More and more these days, I’m seeing residential landscapes with the tag “sustainable” attached. I sometimes wonder if designers don’t tack that on for marketing reasons, to position them for magazine publication, or to enter an awards competition. This month’s cover project, “La Casa Verde” in San Francisco’s Mission District, goes far beyond such tokenism. It features, among other things, a wind turbine to produce electricity for the house and two large cisterns under the patio that collect rainwater for use in the house and to be fed into a drip irrigation system for the garden and terraces. Other features include green roof panels for insulation, reused lumber, and solar panels to produce hot water—and all of this in a very dense urban neighborhood.
Not that all the sustainable details turned out exactly as planned. “Green” landscapes are very much in the trial-and-error phase, and the owner and the landscape architects admit that they learned some hard lessons in creating La Casa Verde.

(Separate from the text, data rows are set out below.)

PR #41, opened 2016-04-12
remove breakpoint from list when gutter marker is removed

marfarma:
refactored add & delete breakpoint actions, added a toggle action.  Updated editor to use toggleBreakpoint action

### DIFF
--- a/js/actions/breakpoints.js
+++ b/js/actions/breakpoints.js
@@ -32,14 +32,14 @@ function enableBreakpoint(location) {
 
 function _breakpointExists(state, location) {
   const currentBp = getBreakpoint(state, location);
-  return (currentBp != undefined && !currentBp.disabled);
+  return (currentBp && !currentBp.disabled);
 }
 
 function _getOrCreateBreakpoint(state, location, condition) {
   return getBreakpoint(state, location) || { location, condition };
 }
 
-function _removeOrDisableBreakpoint(location, isDisabled, dispatch, getState) {
+function __removeOrDisableBreakpoint(location, isDisabled, dispatch, getState) {
   let bp = getBreakpoint(getState(), location);
   if (!bp) {
     throw new Error("attempt to remove breakpoint that does not exist");
@@ -117,7 +117,7 @@ function toggleBreakpoint(location, condition) {
     const exists = _breakpointExists(getState(), location);
     if (exists) {
       // if it exists delete it
-      return _removeOrDisableBreakpoint(location, false, dispatch, getState);
+      return __removeOrDisableBreakpoint(location, false, dispatch, getState);
     }
 
     // otherwise add it
@@ -132,16 +132,17 @@ function addBreakpoint(location, condition) {
 }
 
 function disableBreakpoint(location) {
-  return removeOrDisableBreakpoint(location, true);
+  return _removeOrDisableBreakpoint(location, true);
 }
 
 function removeBreakpoint(location) {
-  return removeOrDisableBreakpoint(location);
+  return _removeOrDisableBreakpoint(location);
 }
 
-function removeOrDisableBreakpoint(location, isDisabled) {
+function _removeOrDisableBreakpoint(location, isDisabled) {
   return (dispatch, getState) => {
-    return _removeOrDisableBreakpoint(location, isDisabled, dispatch, getState);
+    return __removeOrDisableBreakpoint(
+      location, isDisabled, dispatch, getState);
   };
 }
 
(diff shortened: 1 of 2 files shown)


marfarma:
@jasonLaster - here's the fix for the breakpoints not being removed from the list when they were removed from the editor gutter.

marfarma:
OK - eslint fails -- is this real, or are the eslint checks in flux?  I'd like to be sure it's necessary before I make eslint pass for these rules.

js/actions/breakpoints.js
```diff
@@ -32,91 +32,118 @@ function enableBreakpoint(location) {
 
 function _breakpointExists(state, location) {
   const currentBp = getBreakpoint(state, location);
-  return currentBp && !currentBp.disabled;
+  return (currentBp != undefined && !currentBp.disabled);
```
jlongster: Please leave this line as it was. It's ok to check for general falsy-ness here.

js/actions/breakpoints.js
```diff
@@ -32,91 +32,118 @@ function enableBreakpoint(location) {
...
-      })
-    });
+function addBreakpoint(location, condition) {
+  return (dispatch, getState) => {
+    return _addBreakpoint(location, condition, dispatch, getState);
   };
 }
 
 function disableBreakpoint(location) {
-  return _removeOrDisableBreakpoint(location, true);
```
jlongster: Please leave the underscore. It's an internal function.

jlongster:
esline rules are up-to-date. It's very hard to read the diff to see what is actually changed here. I prefer to not have `toggleBreakpoint`, and to be explicit. It's up to the caller to call add or remove explicitly. I made a few other nits too. If you could only make smaller changes to fix specific bugs, that would be great.

This project is *extremely* early on so I'm hesitant to merge a big change as it is. If I see a more specific fix, that's fine. But various things are already broken and I want to make sure we aren't introducing new bugs. I'm already very familiar with the current code so I'd prefer to not change it too much until things are more stable.

marfarma:
This was meant to be a small change to fix a specific bug.  Breakpoints were not being removed from the list when they were toggled off in the editor.  And really, it's a small bug fix, once you understand what I've done.  _(I fixed the nits you mentioned.)_

I created toggleBreakpoint because the Editor's on "gutterClick" callback is itself a toggle, so it made sense for the action to be a toggle.  Otherwise you have to check for the existence of a breakpoint in the Editor component - which requires adding the breakpoints to the props.  I had some problems making that happen - and once I thought about it, didn't think that was really the right approach.  I left the original add, disable, and remove functions in place - so they can still be called as needed.

As to what I actually did: 

```
function toggleBreakpoint(location, condition) {
  return (dispatch, getState) => {
    const exists = _breakpointExists(getState(), location);
    if (exists) {
      // if it exists delete it
      return __removeOrDisableBreakpoint(location, false, dispatch, getState);
    }

    // otherwise add it
    return _addBreakpoint(location, condition, dispatch, getState);
  };
}

function addBreakpoint(location, condition) {
  return (dispatch, getState) => {
    return _addBreakpoint(location, condition, dispatch, getState);
  };
}
```

I created an ` _addBreakpoint` function with the guts of the addBreakpoint function, so it could be called from both the `addBreakpoint` and `toggleBreakpoint`.  I did the same with  the `_removeOrDisableBreakpoint` function.  Since it already has a leading underscore, the new function's name begins with a double underscore.

js/actions/breakpoints.js
marfarma: fixed.

js/actions/breakpoints.js
marfarma: fixed

jlongster:
Thanks for making the tweaks!

The editor is going to have to pull in the breakpoints state. It really should be showing the existing breakpoints from the state, not from the internal CodeMirror gutter state. We're doing it wrong now.

This code is *highly* in flux. Since we're about to change this code a lot, I'm not sure if we should land this PR, as it goes in a different direction.

I hope this doesn't come off the wrong way, I love contributions and it's much appreciated! It's just a bit hard on this project right now which is changing a lot daily and I have a lot of changes already planned.

jasonLaster:
Thanks for the help @marfarma! I am going to close the PR for the time being, but when we get to it, I will try and incorporate your work. Thanks again!

marfarma:
No problem. 

I've become somewhat invested in the project.  What can I work on now?

jlongster:
> No problem.
> 
> I've become somewhat invested in the project. What can I work on now?

There's a lot of moving parts and we are still figuring out the best places to work on. Keep an eye out and we'll have something soon. I think it's best to give it some time to stabilize so you don't waste work on something and we realize that it's not applicable anymore.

But even with such caveats, La Casa Verde pushes the envelope in terms of what is possible in a city.
But what about the cost of all those bells and whistles? “It’s not practical for everyone to put in a $35,000 wind turbine,” the landscape architect admits, “or expensive water catchment system with cisterns.” So is the sustainable home landscape just another privilege of the well to do?
Maybe not. The average home owner can do a lot on a shoestring to make his or her home grounds more environmentally friendly. He or she can build a compost pile, replace all or part of the lawn with drought-tolerant plants, even dig and plant a rain garden. How-to information is available from the friendly county extension service and other sources—no landscape professional required.

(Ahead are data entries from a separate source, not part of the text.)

PR #43, opened 2016-04-12
migrate to immutable.js

jlongster:
I haven't tested this extensively, but the basic features work. I'd like to merge the migration incrementally, even if it's likely that there are bugs.


js/components/Editor.js
```diff
@@ -59,7 +59,9 @@ const Editor = React.createClass({
   },
 
   componentDidUpdate() {
-    this.editor.setValue(this.props.sourceText);
```
jlongster: This and `componentWillReceiveProp` both need a lot of work. I'd say we mostly ignore this code for now until we focus on the editor. For some reason this code was giving me problems and it worked without it.

jasonLaster: agreed. figured that was a placeholder at the time

js/components/Breakpoints.js
```diff
@@ -9,7 +9,7 @@ require("./Breakpoints.css");
 
 const Breakpoints = React.createClass({
   propTypes: {
-    breakpoints: PropTypes.array,
```
jasonLaster: it'd be nice to have better annotations at somepoint

js/components/Tabs.js
```diff
@@ -29,13 +27,17 @@ function Tabs({ tabs, selectTab, loadSources, newSource }) {
...
+    tabs.valueSeq().map(tab => {
+      return dom.li(
+        { "className": "tab",
+          "data-actor-id": tab.get("actor"),
+          "onClick": onClickTab },
+        dom.div(
+          { className: "tab-title" },
+          tab.get("title"),
+          dom.div({ className: "tab-url" }, tab.get("url"))
+        )
```
jasonLaster: nice. looks much nicer.

jlongster: I just realized I think I messed up the structure here. `tab-url` shouldn't be inside of `tab-title`. Doh! You're structure before was pretty good but the main thing was moving the props down. Otherwise my JS formatter wants to bump the rest of the args over to line up with it...

Anyway, I'll make a new commit that fixes the structure

js/components/Breakpoints.js
jlongster: Just found this: https://www.npmjs.com/package/react-immutable-proptypes

jlongster:
I rebased this so it can be merged. I added the react-immutable-proptypes package and it's really nice because it makes it clear what is immutable.js and what isn't. Feels good.

jlongster:
I will squash these commits if you r+

jasonLaster:
r+. squash and :ship:

jlongster:
Squashed and :ship:'ed!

It’s clear what the landscape architect’s role is on high-dollar projects like La Casa Verde: integrating complicated systems such as cisterns and, of course, ensuring that the landscape aesthetics are ready for the photo shoot. But where the big budget is not available, is there a practice opportunity in making ordinary home landscapes more sustainable—or will the landscape designers beat the landscape architects to this market niche? Here in the nation’s capital, George Washington University’s program in landscape design now offers a Certificate in Sustainable Landscapes to teach landscape designers “best practices in landscape conservation and sustainability, adapted to the small-scale landscape at the neighborhood level.”
In today’s shrinking market, when high-dollar residential projects like La Casa Verde may be fewer and farther between, there may be a market for “greening” the average home landscape. Who’s going to corner it?